The question of “porpoising” of flying-boats has been the subject of investigation both abroad and in the United States. In Germany and England recourse has been had to the use of dynamically similar models, duplicating in the model as closely as possible all the features of the full scale flying-boat. In the towing tanks of the United States, usually a bare hull is tested, where measurements are made of resistance, load, trimming moment, and trim angle at various speeds. The results are usually furnished in the form of curves of trimming moment and draft against speed at various loadings and trim angles. Conclusions regarding “porpoising” of the full scale flying-boat cannot be drawn from the behavior of the hull alone, but it is considered possible to evaluate certain hydrodynamic stability derivatives, which, in conjunction with aerodynamic derivatives obtained from wind-tunnel tests, may be used in the stability equation to determine the behavior of the flying-boat in the planning condition.

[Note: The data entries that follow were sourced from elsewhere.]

PR #161, opened 2018-11-15
Subclassing plugin_context to pass around the rqt node

brawner:
This adds a derived class Ros2PluginContext, to pass around a ros2 node so that plugins have the ability to communicate with the node graph.

### DIFF
--- a/rqt_gui/src/rqt_gui/ros2_plugin_context.py
+++ b/rqt_gui/src/rqt_gui/ros2_plugin_context.py
@@ -35,9 +35,10 @@ class Ros2PluginContext(PluginContext):
     """
     Provides information to the plugin and exposes methods to interact with the framework.
 
-    PluginContext relays all methods to the corresponding `PluginHandler`.
+    Ros2PluginContext exposes the shared rclpy Node to rqt_gui plugins and relays all methods to the
+    correspending `PluginHandler`
     """
 
     def __init__(self, handler, node):
         super(Ros2PluginContext, self).__init__(handler)
-        self._node = node
+        self.node = node
--- a/rqt_gui/src/rqt_gui/ros2_plugin_context.py
+++ b/rqt_gui/src/rqt_gui/ros2_plugin_context.py
@@ -1,0 +1,43 @@
+# Copyright (c) 2018 PickNik Consulting
+# All rights reserved.
+#
+# Redistribution and use in source and binary forms, with or without
+# modification, are permitted provided that the following conditions
+# are met:
+#
+#   * Redistributions of source code must retain the above copyright
+#     notice, this list of conditions and the following disclaimer.
+#   * Redistributions in binary form must reproduce the above
+#     copyright notice, this list of conditions and the following
+#     disclaimer in the documentation and/or other materials provided
+#     with the distribution.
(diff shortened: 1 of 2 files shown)


mlautman (approved):

mlautman:
Looks good to me

rqt_gui/src/rqt_gui/ros2_plugin_context.py
```diff
@@ -0,0 +1,142 @@
...
+
+
+class Ros2PluginContext(PluginContext):
+    """
+    Provides information to the plugin and exposes methods to interact with the framework.
+
+    PluginContext relays all methods to the corresponding `PluginHandler`.
+    """
+
+    def __init__(self, handler, node):
```
mlautman, line 42: See my comments on https://github.com/ros-visualization/rqt_top/pull/6 about these helper functions. It seems like it would be better to simply pass out a copy of the node... Any reason why we wouldn't want to do that. 

..I realize that I previously requested the get_topic_names_and_types method here but maybe that was a bad idea

brawner: The concern is just that someone writes a plugin and calls a mutable method on node without realizing the implications of doing so. That will impact the other plugins running on their system.

There is no way to prevent this from happening 100%, but a wrapper would heavily discourage calling these mutable functions. I did leave in the create_xyz and destroy_xyz methods because it's fair to expect the plugin to keep track of creation and destruction of the publishers/subscribers/clients/services that they need.

Another option would be to create a copy and overwrite __class__ of the copied node with a subclass that unimplements the methods that should not be available to plugins.

If they want a node that they can directly access, the plugin can always create one themselves.

brawner:
Fixed the imports

rqt_gui_py/src/rqt_gui_py/ros_py_plugin_provider.py
```diff
@@ -46,12 +47,17 @@ def __init__(self):
         self._node_initialized = False
         self._node = None
 
+    def __del__(self):
+        self._destroy_node()
```
dirk-thomas, line 51: The node needs to be destroyed earlier since this destructor is not guaranteed to be called.

rqt_gui/src/rqt_gui/ros2_plugin_context.py
dirk-thomas: I am not convinced this is necessary. The big disadvantage is that this needs to be updated whenever a new method is added. E.g. currently the getter for the clock is missing from that interface. On the other hand it can't prevent users from accessing undesired methods anyway since they can just get `_node`.

Therefore I suggest to just add `node` to the context. The same needs to happen for the C++ equivalent.

brawner: Sounds good. Will revert it back

rqt_gui_py/src/rqt_gui_py/ros_py_plugin_provider.py
brawner: Adding it to the derived method shutdown() instead

mlautman:
Merging with one approval since Dirk is super busy for the next few days

PR #162, opened 2018-11-16
Rqt py common message helpers

mlautman:
includes #155 
New changes: 467f10c5072bc278c71f88008899e6a5c675b480

### DIFF
--- a/rqt_py_common/src/rqt_py_common/message_helpers.py
+++ b/rqt_py_common/src/rqt_py_common/message_helpers.py
@@ -40,8 +40,13 @@ MSG_MODE = 'msg'
 SRV_MODE = 'srv'
 ACTION_MODE = 'action'
 
-# Taken from https://github.com/ros2/ros2cli/blob/bouncy/ros2msg/ros2msg/api/__init__.py
+
 def get_all_service_types():
+    """
+    Uses the ament index to iterate through packages and calls get_service_types on each one.
+
+    :returns: a dictionary of the form {'package_name', ['srv1', 'srv2', ...]}
+    """
     all_service_types = {}
     for package_name in get_resources('rosidl_interfaces').keys():
         service_types = get_service_types(package_name)
@@ -51,6 +56,12 @@ def get_all_service_types():
 
 
 def get_service_types(package_name):
+    """
+    Uses the ament index gind all services avialable in the package.
+
+    :param package_name: a string eg 'std_srvs'
+    :returns: a dictionary of the form {'package_name', ['srv1', 'srv2', ...]}
+    """
     if not has_resource('packages', package_name):
         raise LookupError('Unknown package name')
     try:
@@ -68,6 +79,11 @@ def get_service_types(package_name):
 
 
 def get_all_message_types():
+    """
+    Uses the ament index to iterate through packages and calls get_message_types on each one.
+
+    :returns: a dictionary of the form {'package_name', ['msg1', 'msg2', ...]}
+    """
     all_message_types = {}
     for package_name in get_resources('rosidl_interfaces').keys():
         message_types = get_message_types(package_name)
@@ -77,6 +93,12 @@ def get_all_message_types():
 
 
 def get_message_types(package_name):
+    """
+    Uses the ament index gind all messages avialable in the package.
+
+    :param package_name: a string eg 'std_msgs'
+    :returns: a dictionary of the form {'std_msgs', ['Bool', 'String', ...]}
+    """
     if not has_resource('packages', package_name):
         raise LookupError('Unknown package name')
     try:
@@ -93,46 +115,52 @@ def get_message_types(package_name):
     return all_msgs
 
 
-def _get_message_service_class_helper(message_type, mode, logger):
+def _get_message_service_class_helper(message_type, mode, logger=None):  # noqa: C901
+    """
+    A helper function for common logic to be used by get_message_class and get_service_class.
+
+    :param message_type: name of the message or service class in the form 'package_name/msg_name'
+    :type message_type: str
+    :param mode: one of MSG_MODE or SRV_MODE
+    :type mode: str
+    :param logger: The logger to be used for warnings and info
+    :type logger: either rclpy.impl.rcutils_logger.RcutilsLogger or None
+
+    :returns: The message or service class or None
+    """
+    if logger is None:
+        logger = logging.get_logger('_get_message_service_class_helper')
+
     if not (mode == MSG_MODE or mode == SRV_MODE):
         logger.warn('invalid mode {}'.format(mode))
         return None
 
     message_info = message_type.split('/')
-    if len(message_info) == 2:
-        package = message_info[0]
-        base_type = message_info[1]
-    elif len(message_info) == 1:
-        package = 'std_' + mode + 's'
-        base_type = message_info[0]
-    else:
-        logger.error(
-            'Malformed message_type: {}'.format(message_type))
+    if len(message_info) != 2:
+        logger.error('Malformed message_type: {}'.format(message_type))
         return None
 
+    package = message_info[0]
+    base_type = message_info[1]
+
     _, resource_path = get_resource('rosidl_interfaces', package)
-    python_pkg = class_val = None
+    python_pkg = None
+    class_val = None
+
     try:
         # import the package
         python_pkg = __import__('%s.%s' % (package, mode))
     except ImportError:
-        logger.error('Failed to import class: {} as {}.{}'.format(message_type, package, mode))
+        logger.info('Failed to import class: {} as {}.{}'.format(message_type, package, mode))
+        return None
 
-    if python_pkg:
-        try:
-            class_val = getattr(getattr(python_pkg, mode), base_type)
-        except AttributeError:
-            if len(base_type):
-                # Try the same thing but with the first letter capitalized
-                base_type = ''.join([base_type[0].upper(), base_type[1:]])
+    try:
+        class_val = getattr(getattr(python_pkg, mode), base_type)
+        return class_val
 
-        if not class_val:
-            try:
-                class_val = getattr(getattr(python_pkg, mode), base_type)
-            except AttributeError:
-                logger.error('Failed to load class: {}'.format(message_type))
-
-    return class_val
+    except AttributeError:
+        logger.info('Failed to load class: {}'.format(message_type))
+        return None
 
 
 _srv_class_cache = {}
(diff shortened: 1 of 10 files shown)


rqt_py_common/src/rqt_py_common/message_helpers.py
```diff
@@ -0,0 +1,200 @@
...
+from ament_index_python import has_resource
+
+from rclpy import logging
+
+MSG_MODE = 'msg'
+SRV_MODE = 'srv'
+ACTION_MODE = 'action'
+
+# Taken from https://github.com/ros2/ros2cli/blob/bouncy/ros2msg/ros2msg/api/__init__.py
+def get_all_service_types():
```
brawner, line 45: Flake8 requires two lines above a function

rqt_py_common/src/rqt_py_common/message_helpers.py
```diff
@@ -0,0 +1,200 @@
...
+    class_val = _get_message_service_class_helper(message_type, MSG_MODE, logger)
+
+    if class_val is not None:
+        _message_class_cache[message_type] = class_val
+
+    return class_val
+
+
+def get_message_text_from_class(msg_class):
+    msg_slot_dict = msg_class.get_slot_types_dict()
```
brawner: Update based on upstream PR

rqt_py_common/src/rqt_py_common/message_helpers.py
```diff
@@ -0,0 +1,200 @@
...
+    return ''.join(
+        ['{0:{width}}{1}\n'.format(slot_type, slot_name, width=30) for
+            slot_name, slot_type in msg_slot_dict.items()])
+
+
+def get_service_text_from_class(srv_class):
+    srv_slot_dict_req = srv_class.Request.get_slot_types_dict()
+    srv_slot_dict_res = srv_class.Response.get_slot_types_dict()
```
brawner: Update these two lines based on upstream PR

rqt_py_common/src/rqt_py_common/message_helpers.py
```diff
@@ -0,0 +1,200 @@
...
+from rclpy import logging
+
+MSG_MODE = 'msg'
+SRV_MODE = 'srv'
+ACTION_MODE = 'action'
+
+# Taken from https://github.com/ros2/ros2cli/blob/bouncy/ros2msg/ros2msg/api/__init__.py
+def get_all_service_types():
+    all_service_types = {}
+    for package_name in get_resources('rosidl_interfaces').keys():
```
brawner, line 52: It's probably worth it to call this function only once between this function and get_service_types

rqt_py_common/src/rqt_py_common/message_helpers.py
```diff
@@ -0,0 +1,200 @@
...
+        service_types = get_service_types(package_name)
+        if service_types:
+            all_service_types[package_name] = service_types
+    return all_service_types
+
+
+def get_service_types(package_name):
```
brawner, line 59: Regarding the above comment, maybe add a 'resources' parameter with a default None value

rqt_py_common/src/rqt_py_common/message_helpers.py
```diff
@@ -0,0 +1,200 @@
...
+    all_srvs = [
+        n[4:-4] for n in interface_names if n.startswith('srv/') and n.endswith('.srv')]
+    all_srvs.extend(
+        [n[:-4] for n in interface_names if not n.startswith('srv/') and n.endswith('.srv')])
+    return all_srvs
+
+
+def get_all_message_types():
+    all_message_types = {}
+    for package_name in get_resources('rosidl_interfaces').keys():
```
brawner, line 87: Same comment about these functions (could reuse call to get_resources)

rqt_py_common/src/rqt_py_common/message_helpers.py
```diff
@@ -0,0 +1,200 @@
...
+        except AttributeError:
+            if len(base_type):
+                # Try the same thing but with the first letter capitalized
+                base_type = ''.join([base_type[0].upper(), base_type[1:]])
+
+        if not class_val:
+            try:
+                class_val = getattr(getattr(python_pkg, mode), base_type)
+            except AttributeError:
+                logger.error('Failed to load class: {}'.format(message_type))
```
brawner: Include exception in error message. It won't be clear why this failed in the error message otherwise

brawner (dismissed):

rqt_py_common/src/rqt_py_common/message_helpers.py
mlautman: get_all_service_types calls `get_resources`, get_service_types calls `get_resource`

rqt_py_common/src/rqt_py_common/message_helpers.py
mlautman: Seems like premature optimization

rqt_py_common/src/rqt_py_common/message_helpers.py
mlautman: I'm not sure I agree. I think that if you call get_message_class("std_msgs/not_a_msg") it should tell you that it failed to load and return `None`. The full traceback would be spammy

rqt_py_common/src/rqt_py_common/message_helpers.py
brawner: Right, but you call get_service_types in this function.

rqt_py_common/src/rqt_py_common/message_helpers.py
brawner: Considering get_resources scales  linearly with the number of packages installed and you are following it up with calls to has_resource and get_resource, it seems like optimization should be considered. These functions require OS calls.

rqt_py_common/src/rqt_py_common/message_helpers.py
```diff
@@ -0,0 +1,234 @@
...
+    for package_name in get_resources('rosidl_interfaces').keys():
+        message_types = get_message_types(package_name)
+        if message_types:
+            all_message_types[package_name] = message_types
+    return all_message_types
+
+
+def get_message_types(package_name):
+    """
+    Uses the ament index gind all messages avialable in the package.
```
brawner: Spelling

rqt_py_common/src/rqt_py_common/message_helpers.py
```diff
@@ -0,0 +1,234 @@
...
+    package = message_info[0]
+    base_type = message_info[1]
+
+    _, resource_path = get_resource('rosidl_interfaces', package)
+    python_pkg = None
+    class_val = None
+
+    try:
+        # import the package
+        python_pkg = __import__('%s.%s' % (package, mode))
```
brawner: Use importlib

rqt_py_common/test/test_rqt_message_helpers.py
```diff
@@ -0,0 +1,84 @@
...
+# LIABILITY, OR TORT (INCLUDING NEGLIGENCE OR OTHERWISE) ARISING IN
+# ANY WAY OUT OF THE USE OF THIS SOFTWARE, EVEN IF ADVISED OF THE
+# POSSIBILITY OF SUCH DAMAGE.
+
+# Author: Michael Lautman
+
+import unittest
+
+
+class TestMessageHelpers(unittest.TestCase):  # noqa: D101
```
brawner, line 40: You can just add:
```
# flake8: noqa
```
So you don't have to ignore all warnings

https://github.com/ros-visualization/qt_gui_core/blob/0c2aaaaa4340f2a810abd91f6f328236c6beb1f9/qt_dotgraph/test/dot_to_qt_test.py#L35

rqt_py_common/test/test_rqt_topic_helpers.py
```diff
@@ -37,25 +37,12 @@
 import unittest
 
 
-class TestTopicHelpers(unittest.TestCase):
+class TestTopicHelpers(unittest.TestCase):  # noqa: D101
```
brawner, line 40: Same comment about ```# flake8: noqa```

rqt_py_common/src/rqt_py_common/topic_helpers.py
```diff
@@ -30,66 +30,12 @@
...
-                logger.error('Failed to get message class: {}'.format(message_type))
-
-    if class_val:
-        _message_class_cache[message_type] = class_val
-
-    return class_val
-
-
-def _is_primative_type(type_str):
+def is_primative_type(type_str):
```
brawner: is_primitive_type
```suggestion
def is_primitive_type(type_str):
```

rqt_py_common/src/rqt_py_common/topic_helpers.py
```diff
@@ -225,9 +169,15 @@ def get_slot_type(message_class, slot_path):
...
             is_array = True
-            message_class = get_type_class(slot_class_name[:array_index])
+            if is_primative_type(slot_class_name[:array_index]):
+                message_class = get_type_class(slot_class_name[:array_index])
+            else:
+                message_class = get_message_class(slot_class_name[:array_index])
         else:
             is_array = False
-            message_class = get_type_class(slot_class_name)
+            if is_primative_type(slot_class_name):
```
brawner: is_primitive_type
```suggestion
            if is_primitive_type(slot_class_name):
```

rqt_py_common/src/rqt_py_common/topic_helpers.py
```diff
@@ -225,9 +169,15 @@ def get_slot_type(message_class, slot_path):
         array_index = slot_class_name.find('[')
         if array_index >= 0:
             is_array = True
-            message_class = get_type_class(slot_class_name[:array_index])
+            if is_primative_type(slot_class_name[:array_index]):
```
brawner: is_primitive_type
```suggestion
            if is_primitive_type(slot_class_name[:array_index]):
```

rqt_py_common/src/rqt_py_common/message_helpers.py
mlautman: I don't understand. get_resources returns a dictionary mapping package names to file paths. I pass in the list of package names to get_resource which returns a tuple with the package resources first. How else would I get a list of all available packages so that I can call get_resource to get the individual msg resources?

Also, I'm inclined to leave it as we have yet to experience any performance issues.

rqt_py_common/src/rqt_py_common/message_helpers.py
mlautman: Linear isn't a big deal in this case. Even if we have a thousand packages, RQT only needs to run at human speed. I removed the has_resource call and the try except block since I was already catching exceptions thrown by get_resource.

rqt_py_common/test/test_rqt_message_helpers.py
mlautman: Dirk wasn't a fan of disabling all warnings. This works fine for me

In the following discussion the aerodynamic and hydrodynamic derivatives are deduced. The aerodynamic derivatives are similar to those normally used for airplanes, but they are evaluated in terms of beam, trim angle, and other hydrodynamic terms; then the hydrodynamic derivatives are deduced, also in terms of hull dimensions and attitudes. This permits direct addition of the hydrodynamic and aerodynamic derivatives for use in the longitudinal stability equation. The criteria of stability then are applied. In addition, a factorization of the stability quartic, formulated by Dr. Millikan, is applied to determine periods of the oscillations, as well as damping factors.
An example following the procedure above outlined and devised by Dr. Millikan is presented, using tank test data of a model 36 hull for hydrodynamic quantities. The aerodynamic quantities are based on an average of many modern flying-boats. The model 36 hull is selected as being fairly representative of present day flying boats.